Answer: Your cannas should have sprouted by now. If not, dig them up and check them out. If they're mushy or dried out, toss them and start with new ones next spring. Storing them a second winter without seeing growth during the spring or summer is futile; they need leaves in order to store energy in the roots for the following year's growth spurt.
Overgrown mugo pines can be rehabilitated, but it takes a few years. Pines grow by putting out a thick shoot from the terminal end of each branch in the spring. This new growth is called a candle.
Recognized by the arrangement of their needles, pines enclose needles in bundles rather than each being attached individually to the branch.
As the candle matures, new needles pull away from the candle and start to elongate.

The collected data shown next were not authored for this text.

Issue #3288, opened 2022-11-27
Blocked worker thread detector


djspiewak:
Vert.x does something a bit like this.

The starvation detector added by @TimWSpence does a really good job of detecting when the compute runtime is starving for *some* reason, but that reason could be anything from poor task granularity to hard-blocked threads and anything in between, and there simply is not enough information to take action. There is no way to drive to a root cause, much less a solution.

In general, *most* such starvation cases need to be solved in one of two ways:

- If it's a CPU bound task, additional `cede`s and smaller task granularity (breaking a single `delay` into multiple) is likely to help
- If it's a hard-blocking task, `blocking` or `interruptible` are the solution

In both cases, this may not be enough, since some semantic gating or batching (such as a semaphore or queue) will likely also be required, but this is the first step. Determining which step to take, and where to take it, is where we should be concentrating our efforts.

Mugo pines normally are pruned in late spring when the candles have made full elongation and new needles are starting to pull away.
By cutting these candles back one- half to two-thirds, we can help control the height and width of the trees, which also encourages denser growth.
The central leader at the top of the tree can be cut back to 12 inches and side laterals cut to maintain a pyramidal shape. Hand clippers rather than hedge shears are recommended because they are less likely to damage new, expanding needles.
Pines do not react well to severe pruning because they normally do not produce new buds on old wood. Therefore, cutting back pines past the candles can leave a deformed tree that will not fill in.
Since removal of needles and branches will slow the trees? growth, do not take too many branches at any one time. To maintain adequate growth, leave two-thirds of the trees? height with branches. Pruning of dead branches can help ventilation. With proper pruning, trees grow fuller and height increases at a slower rate.